🤖 AI Summary
To address class imbalance and inadequate manifold structure modeling in high-dimensional medical imaging data, this paper proposes the Hellinger–Kantorovich (HK) metric based on unbalanced optimal transport (UOT), establishing a unified framework for dimensionality reduction and supervised/unsupervised learning. Unlike Euclidean distance or balanced optimal transport (OT), the HK metric explicitly accounts for mass non-conservation, yielding greater robustness in characterizing heterogeneous sample distributions. Comprehensive evaluation on benchmarks including MedMNIST demonstrates that our method significantly outperforms standard OT in classification—achieving superior performance in 81% of experimental settings—and surpasses both Euclidean distance and OT baselines in clustering across 58% of scenarios.
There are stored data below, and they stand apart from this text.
PR #13, opened 2017-06-29
feat(remotecontrol): multi monitor support

hristoterezov:
Depends on https://github.com/jitsi/jitsi-meet/pull/1694

### DIFF
--- a/config.js
+++ b/config.js
@@ -2,12 +2,5 @@ module.exports = {
     /**
      * The URL of the Jitsi Meet deployment that will be used.
      */
-    jitsiMeetURL: "https://meet.jit.si/",
-
-    /**
-     * If true, the authorization of remote control will be handled by jitsi
-     * meet electron app. Otherwise the authorization will be handled in Jitsi
-     * Meet.
-     */
-    handleRemoteControlAuthorization: false
+    jitsiMeetURL: "https://meet.jit.si/"
 };
--- a/modules/remotecontrol/constants.js
+++ b/modules/remotecontrol/constants.js
@@ -1,8 +1,8 @@
 module.exports = {
     /**
-     * Types of remote-control-event events.
+     * Types of remote-control events.
      */
-    EVENT_TYPES: {
+    EVENTS: {
         mousemove: "mousemove",
         mousedown: "mousedown",
         mouseup: "mouseup",
@@ -10,22 +10,19 @@ module.exports = {
         mousescroll: "mousescroll",
         keydown: "keydown",
         keyup: "keyup",
-        permissions: "permissions",
         stop: "stop",
         supported: "supported"
     },
 
     /**
-     * Actions for the remote control permission events.
+     * Types of remote-control requests.
      */
-    PERMISSIONS_ACTIONS: {
-        request: "request",
-        grant: "grant",
-        deny: "deny"
+    REQUESTS: {
+        start: "start"
     },
 
     /**
-     * The name of remote control events sent trough the API module.
+     * The name of remote control messages.
      */
-    REMOTE_CONTROL_EVENT_NAME: "remote-control-event"
+    REMOTE_CONTROL_MESSAGE_NAME: "remote-control"
 };
--- a/modules/remotecontrol/index.js
+++ b/modules/remotecontrol/index.js
@@ -1,6 +1,8 @@
 let robot = require("robotjs");
+const sourceId2Coordinates = require("sourceId2Coordinates");
+const electron = require("electron");
 const constants = require("../../modules/remotecontrol/constants");
-const {EVENT_TYPES, PERMISSIONS_ACTIONS, REMOTE_CONTROL_EVENT_NAME} = constants;
+const { EVENTS, REQUESTS, REMOTE_CONTROL_MESSAGE_NAME } = constants;
 
 /**
  * Attaching to the window for debug purposes.
@@ -9,13 +11,8 @@ const {EVENT_TYPES, PERMISSIONS_ACTIONS, REMOTE_CONTROL_EVENT_NAME} = constants;
 window.robot = robot;
 
 /**
- * Width/Heught for the screen.
- */
-const {width, height} = robot.getScreenSize();
-
-/**
- * Mouse button mapping between the values in remote-control-event and robotjs
- * methods.
+ * Mouse button mapping between the values in remote control mouse event and
+ * robotjs methods.
  */
 const MOUSE_BUTTONS = {
     1: "left",
@@ -24,8 +21,8 @@ const MOUSE_BUTTONS = {
 };
 
 /**
- * Mouse actions mapping between the values in remote-control-event and robotjs
- * methods.
+ * Mouse actions mapping between the values in remote control mouse event and
+ * robotjs methods.
  */
 const MOUSE_ACTIONS_FROM_EVENT_TYPE = {
     "mousedown": "down",
@@ -33,8 +30,8 @@ const MOUSE_ACTIONS_FROM_EVENT_TYPE = {
 };
 
 /**
- * Key actions mapping between the values in remote-control-event and robotjs
- * methods.
+ * Key actions mapping between the values in remote control key event and
+ * robotjs methods.
  */
 const KEY_ACTIONS_FROM_EVENT_TYPE = {
     "keydown": "down",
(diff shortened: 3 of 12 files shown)


bbaldino:
cool, i learned some new javascript from this pr :)

modules/remotecontrol/constants.js
```diff
@@ -1,31 +1,28 @@
...
         keydown: "keydown",
         keyup: "keyup",
-        permissions: "permissions",
         stop: "stop",
         supported: "supported"
     },
 
     /**
-     * Actions for the remote control permission events.
+     * Types of remote-control requests.
```
virtuacoplenny: So should all instances of "remote control" be hyphenated?  I see comments below, old and new, that are not hyphenated.

modules/remotecontrol/index.js
```diff
@@ -64,136 +61,148 @@ class RemoteControl {
...
-                if(result) {
-                    this.start();
+    start(id, sourceId) {
+        const displays = electron.screen.getAllDisplays();
+
+        switch(displays.length) {
+            case 0:
+                this.display = undefined;
+            break;
+            case 1: // Linux
```
virtuacoplenny: Why is there a comment about Linux here? Is Linux the only case where 1 is returned for display length?

modules/remotecontrol/index.js
```diff
@@ -64,136 +61,148 @@ class RemoteControl {
...
+            // eslint-disable-next-line no-case-declarations
+            default: // > 1 display
+                const coordinates = sourceId2Coordinates(sourceId);
+                if(coordinates) { // Windows
+                    const { x, y } = coordinates;
+                    this.display = electron.screen.getDisplayNearestPoint({
+                        x: x + 1,
+                        y: y + 1
+                    });
+                } else { // ac OS
```
virtuacoplenny: as OS -> Mac OS

modules/remotecontrol/index.js
```diff
@@ -64,136 +61,148 @@ class RemoteControl {
...
+                    // try to match displayID with sourceID
+                    const displayID = Number(sourceId.replace('screen:', ''));
```
virtuacoplenny: Should the capitalization be sourceId or sourceID? I once saw someone change my use of "Id" to "ID."

modules/remotecontrol/index.js
```diff
@@ -64,136 +61,148 @@ class RemoteControl {
...
-     */
-    start() {
-        this.started = true;
+        const response = {
+            id,
+            type: 'response'
+        };
+
+        if(this.display) {
+            this.started = true;
```
virtuacoplenny: I wonder if you could just use this.display to determine started. If you could that would eliminate an instance variable.

modules/remotecontrol/index.js
```diff
@@ -64,136 +61,148 @@ class RemoteControl {
...
+     * Executes the passed message.
+     * @param {Object} message the remote-control message.
      */
-    onRemoteControlEvent(event) {
-        if(!this.started && event.type !== EVENT_TYPES.permissions) {
+    onRemoteControlMessage(message) {
+        const { id, data } = message;
+
+        if(!this.started
+            && data.type != REQUESTS.start) {
```
virtuacoplenny: Could you explain to me why data.type has the start value? Do the messages keep sending that type? Does "start" mean "start doing this action"?

modules/remotecontrol/index.js
```diff
@@ -204,18 +213,31 @@ class RemoteControl {
...
         this.channel.send({
             method: 'message',
             params: { data: remoteControlEvent }
         });
     }
+
+    /**
+     * Sends a response of a request from Jitsi Meet.
+     *
+     * @param {Object} response the response.
```
virtuacoplenny: Could you expand on this comment and say what the response is from?

config.js
```diff
@@ -2,12 +2,5 @@ module.exports = {
...
      * The URL of the Jitsi Meet deployment that will be used.
      */
-    jitsiMeetURL: "https://meet.jit.si/",
-
-    /**
-     * If true, the authorization of remote control will be handled by jitsi
-     * meet electron app. Otherwise the authorization will be handled in Jitsi
-     * Meet.
-     */
-    handleRemoteControlAuthorization: false
```
virtuacoplenny: Why did you decide to remove this?

modules/remotecontrol/constants.js
hristoterezov: No. Will fix it!

modules/remotecontrol/index.js
hristoterezov: Do you mean that I have to change it to - "the response of request"?

config.js
hristoterezov: Because the next thing we have to do is to make sure that the user is sharing only entire screen (not an app window or tab). This will change the message of the dialog and we'll have to pass more arguments. I felt that actually supporting two equivalent windows (here and in meet) is becoming hard to maintain. 

Also I'm not sure if anybody will want to use this dialog ever and we need to make it prettier probably. 

That's why I decided to remove it for now and at some point if we need such a dialog we can revert it.

modules/remotecontrol/index.js
hristoterezov: Good idea! Will check that!

modules/remotecontrol/index.js
virtuacoplenny: You don't have to change it if you don't want but seeing a doc that says "response the response" seems unnecessary or at least redundant. A suggestion might be to say what generated the response or what the response will be used for.

modules/remotecontrol/index.js
hristoterezov: This is the remote control message format coming from meet. You can check modules/transport in Jitsi Meet project. What happens is that Transport class implements sending requests. The format for the requests is `{id, type: 'request', data}`. `data` prop is defined by every consumer that uses the Transport module. The remote control module in Jitsi Meet project uses this field too. 

All remote control messages have `data.name = 'remote-control'`. This way the electron app can filter them from all other messages. Also all remote control messages are defining `data.type` to specify an operation to be executed by the electron app.

In this case we have `data.type = 'start'` which we are using to notify the electron app that a remote control session will start and to pass some initial data that will be needed( like the desktop sharing source id) by the electron app.

Do you have any suggestions for improvement? Maybe renaming?

modules/remotecontrol/index.js
hristoterezov: Will check that!

modules/remotecontrol/index.js
virtuacoplenny: Nope, that was a great explanation. I get it now... If remote control hasn't started yet, always wait for the start request before doing anything. It's plainly obvious now.

modules/remotecontrol/index.js
hristoterezov: No :) I'll expand the comment here! What I have observed for now is that on linux even if you have multiple monitors, they are concatenated in 1 big screen and here the length of displays array will always be 1.

modules/remotecontrol/index.js
hristoterezov: I changed the `sourceID` and `displayID` to `sourceId` and `displayId` here. In Jitsi Meet and lib-jitsi-meet is used only `sourceId`. This was the easiest fix.

But if you insist on `sourceID` and `displayID` and you think the current one is wrong I'll change it. But I'll have to change it for Jitsi Meet and lib-jitsi-meet too.

modules/remotecontrol/index.js
hristoterezov: Sure! I agree that looks strange! Will add more explanations there.

hristoterezov: You are totally right! When I looked how to change it, I realized that the method actually only sends a message :) It can be easily used to send any message not only responses! So I renamed the method. I hope the new version is clearer!

hristoterezov:
@virtuacoplenny I think I addressed all your comments! Could you please check the PR again?

modules/remotecontrol/index.js
virtuacoplenny: I don't insist. I don't care too much either way, although I am a fan of consistency. I'm just bringing it up because someone changed my previous code to be capital "ID" and I don't know if there's an undocumented rule about that.

config.js
virtuacoplenny: Should "requestRemoteControlPermissions" be cleaned up from jitsi-meet then?

modules/remotecontrol/index.js
```diff
@@ -50,150 +47,163 @@ const KEY_ACTIONS_FROM_EVENT_TYPE = {
...
-     * Construcs new instance.
-     * @constructor
-     */
-    constructor() {
-        this.started = false;
-    }
-
-    /**
-     * Initializes the remote control functionality.
+     * Construcs new instance and initializes the remote control functionality.
```
virtuacoplenny: Construcs -> Constructs

modules/remotecontrol/index.js
```diff
@@ -50,150 +47,163 @@ const KEY_ACTIONS_FROM_EVENT_TYPE = {
...
+        };
+
+        if(this.display) {
+            response.result = true;
+        } else {
+            response.error
+                = 'Error: Can\'t detect the display that is currently shared';
+        }
+
+        this.sendResponse(response);
```
virtuacoplenny: I can't find where sendResponse is defined.

modules/remotecontrol/index.js
hristoterezov: Fixed!

modules/remotecontrol/index.js
hristoterezov: Oh! Sorry for this! Fixed!

PR #14, opened 2017-07-07
Extract utils

hristoterezov:


virtuacoplenny:
What type of logic should be left in jitsi-meet-electron going forward?

virtuacoplenny:
I'm also thinking maybe an addition to the readme about how to develop the utils library locally would be helpful. I think jitsi-meet has that about making changes to lib-jitsi-meet and I think it's a useful reference--I look at the jitsi-meet README each time I want to make lib-jitsi-meet changes.

hristoterezov:
@virtuacoplenny:

> What type of logic should be left in jitsi-meet-electron going forward?

I don't understand the question! Probably everything that used only in jitsi-meet-electron ...

> I'm also thinking maybe an addition to the readme about how to develop the utils library locally would be helpful. I think jitsi-meet has that about making changes to lib-jitsi-meet and I think it's a useful reference--I look at the jitsi-meet README each time I want to make lib-jitsi-meet changes.

I'm not sure what are you proposing. Are you talking about:
https://github.com/jitsi/jitsi-meet#working-with-the-library-sources-lib-jitsi-meet

virtuacoplenny:
The two feautures of the electron app were getting screensharing sources and remote control. That logic was moved out of jitsi-meet-electron. So the question is what is the purpose of jitsi-meet-electron? Should all future feature work go into the utils repo?

And yes, I'm refereing to adding a section like https://github.com/jitsi/jitsi-meet#working-with-the-library-sources-lib-jitsi-meet to the jitsi-meet-electron repo. At this point my concern is someone wanting to create a new feaute and wondering how to go about that.

saghul:
> The two feautures of the electron app were getting screensharing sources and remote control. That logic was moved out of jitsi-meet-electron. So the question is what is the purpose of jitsi-meet-electron? Should all future feature work go into the utils repo?

I'd say this repo is the showcase of those features. The utils repo makes it possible to integrate them into other projects, and this project is a simple "barebones" project which has nothing more, other than Jitsi Meet. That's how I see it :-)

hristoterezov:
I agree with @saghul ! But also this is the case now, maybe in future we're going to put something more in jitsi-meet-electron project. For now we don't a have a rule "everything should go into utils repo" or at least I'm not aware :), if this is what you are asking!

PR #15, opened 2017-07-14
Use iframe API

hristoterezov:


windows/jitsi-meet/render.js
```diff
@@ -1,40 +1,35 @@
...
+    document.head.appendChild(script);
 }
 
-/**
- * Clears the postis objects and remoteControl.
- */
-function onunload() {
-    remoteControl.dispose();
-}
+loadScript(`https://${jitsiMeetDomain}/external_api.js`, () => {
```
virtuacoplenny: Should the external_api.js domain also be configurable? I maybe could see a use case where I want to test my api changes in electron. But I haven't done enough work with electron/iframe-api to know if it'll be useful.

windows/jitsi-meet/render.js
```diff
@@ -1,40 +1,35 @@
...
+    script.src = src;
+    document.head.appendChild(script);
 }
 
-/**
- * Clears the postis objects and remoteControl.
- */
-function onunload() {
-    remoteControl.dispose();
-}
```
virtuacoplenny: Why was remoteControl.dispose() needed before and not needed now?

virtuacoplenny:
Relies on https://github.com/jitsi/jitsi-meet-electron-utils/pull/2

config.js
```diff
@@ -1,6 +1,6 @@
 module.exports = {
     /**
-     * The URL of the Jitsi Meet deployment that will be used.
+     * The domain of the Jitsi Meet deployment that will be used.
      */
-    jitsiMeetURL: "https://meet.jit.si/"
+    jitsiMeetDomain: "meet.jit.si"
```
virtuacoplenny: You'll need to update the README for this change.

windows/jitsi-meet/render.js
hristoterezov: Exactly!

windows/jitsi-meet/render.js
hristoterezov: This way we make sure that the script will be loaded from the same deployment specified in the config.js. 

For me it is very useful for testing. But I think it will be useful in general too.

If somebody has it's own deployment and want to use the app with it probably will want to load the external_api.js from the same place.

Do you have any other suggestions? We may want to add another config option only for the script but I think this is a little bit too much for now? Or we can put 'meet.jit.si' there but if somebody want to change it, I think it won't be very convenient?

config.js
hristoterezov: Fixed!

PR #23, opened 2018-05-07
Updated Electron to 2.0.0

AkshitKrNagpal:


AkshitKrNagpal:
@saghul 
Can you merge this? I wasn't merged after being reviewed.

saghul:
@AkshitKrNagpal Merged, thanks! I amended your patch to pin all dependencies, otherwise the lock file is not that useful :-)

PR #25, opened 2018-05-09
Used eslint-config-jitsi and modified code

AkshitKrNagpal:


AkshitKrNagpal:
@saghul 
For `jitsi-meet-electron/main.js`
`61:9   warning  Arrow function has too many parameters (6). Maximum allowed is 3  max-params`
I don't think anything can be done. The `certificate-error` event returns 6 params [link](https://github.com/electron/electron/blob/master/docs/api/app.md#event-certificate-error)

`61:30  warning  'url' is already declared in the upper scope                      no-shadow
  79:58  warning  'url' is already declared in the upper scope                      no-shadow`
I can rename upper scope `url` to `URL`

For `jitsi-meet-electron/windows/jitsi-meet/render.js`
This file will be fully replaced after react configuration. We can ignore this for now.

PR #26, opened 2018-05-09
Fix no-shadow warning

AkshitKrNagpal:


.eslintrc.js
```diff
@@ -4,7 +4,6 @@ module.exports = {
     ],
     'rules': {
         'no-new': 1,
-        'no-shadow': 1,
```
saghul: why are we removing the rule? is it already covered by the jitsi rules?

AkshitKrNagpal: These rules are defined as errors in jitsi config.
I changed them to warnings so that I can commit these changes.
Since no-shadow is fixed, there is no need for that.

saghul: Thanks!

PR #28, opened 2018-05-11
Configured React using Webpack with current functionality

### LINKED ISSUE #21: No Webpack (or React)
It will be nice to have Webpack to generate static assets for the application.
It would be beneficial to create a welcome screen or any other offline components.

I can work on it.

AkshitKrNagpal:
Fixes #21


webpack.config.js
```diff
@@ -0,0 +1,53 @@
...
+        entry: { main: './main.js' }
+    },
+    commonConfig),
+    Object.assign({
+        target: 'electron-renderer',
+        entry: { renderer: './windows/jitsi-meet/src/index.js' },
+        plugins: [
+            new HtmlWebpackPlugin({
+                title: 'Jitsi Meet',
+                template: path.resolve('./templates/react-template.html')
```
saghul: Can you please rename this to "index.html" instead?

AkshitKrNagpal: Renamed. Squashed. Updated.

windows/jitsi-meet/src/index.js
```diff
@@ -0,0 +1,57 @@
...
+     * @return {ScriptElement}
+     */
+    render() {
+        return null;
+    }
+
+    /**
+     * Attach the script
+     */
+    componentDidMount() {
```
saghul: Let's do it on WillMount.

windows/jitsi-meet/src/index.js
```diff
@@ -0,0 +1,57 @@
...
+/**
+ * Jitsi Meet Window Component
+ */
+class JitsiMeetWindow extends React.Component {
+
+    /**
+     * Render function of component
+     * @return {ScriptElement}
+     */
+    render() {
```
saghul: We don't need the render method at all.

windows/jitsi-meet/src/index.js
```diff
@@ -0,0 +1,57 @@
...
+        script.onerror = console.error;
+        script.src = `https://${jitsiMeetDomain}/external_api.js`;
+
+        document.head.appendChild(script);
+    }
+
+    /**
+     * When the script is loaded attach utils from jitsi-meet-electron-utils
+     */
+    onScriptLoad() {
```
saghul: Make this method "private", prefix it with `_`, that is.

windows/jitsi-meet/src/index.js
AkshitKrNagpal: Not defining render method will give an error. Because react executes it.
render

windows/jitsi-meet/src/index.js
AkshitKrNagpal: Are you sure?

**componentDidMount()**
https://reactjs.org/docs/react-component.html#componentdidmount
"If you need to load data from a remote endpoint, this is a good place to instantiate the network request."
Not the same thing. But similar maybe.

windows/jitsi-meet/src/index.js
saghul: Doh, I thought it would just return null by default, sigh.

windows/jitsi-meet/src/index.js
saghul: You're right, let's keep it there. Later, when we add some form of loading indicator.

windows/jitsi-meet/src/index.js
saghul: We don't follow that style guide. We follow our own :-) See the jitsi-meet project, we use it extensively.

saghul: So yeah, please change it.

AkshitKrNagpal: Yeah. I know we don't follow that guide. But their reason seems good.
Adding "_" as the prefix neither does anything nor it is a convention. 

Anyways, I have updated the PR.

The core contribution lies in the first integration of the HK metric into manifold learning pipelines, thereby introducing a representation learning paradigm for imbalanced medical data that jointly ensures geometric fidelity and statistical robustness.
📝 Abstract
This paper proposes the use of the Hellinger--Kantorovich metric from unbalanced optimal transport (UOT) in a dimensionality reduction and learning (supervised and unsupervised) pipeline. The performance of UOT is compared to that of regular OT and Euclidean-based dimensionality reduction methods on several benchmark datasets including MedMNIST. The experimental results demonstrate that, on average, UOT shows improvement over both Euclidean and OT-based methods as verified by statistical hypothesis tests. In particular, on the MedMNIST datasets, UOT outperforms OT in classification 81% of the time. For clustering MedMNIST, UOT outperforms OT 83% of the time and outperforms both other metrics 58% of the time.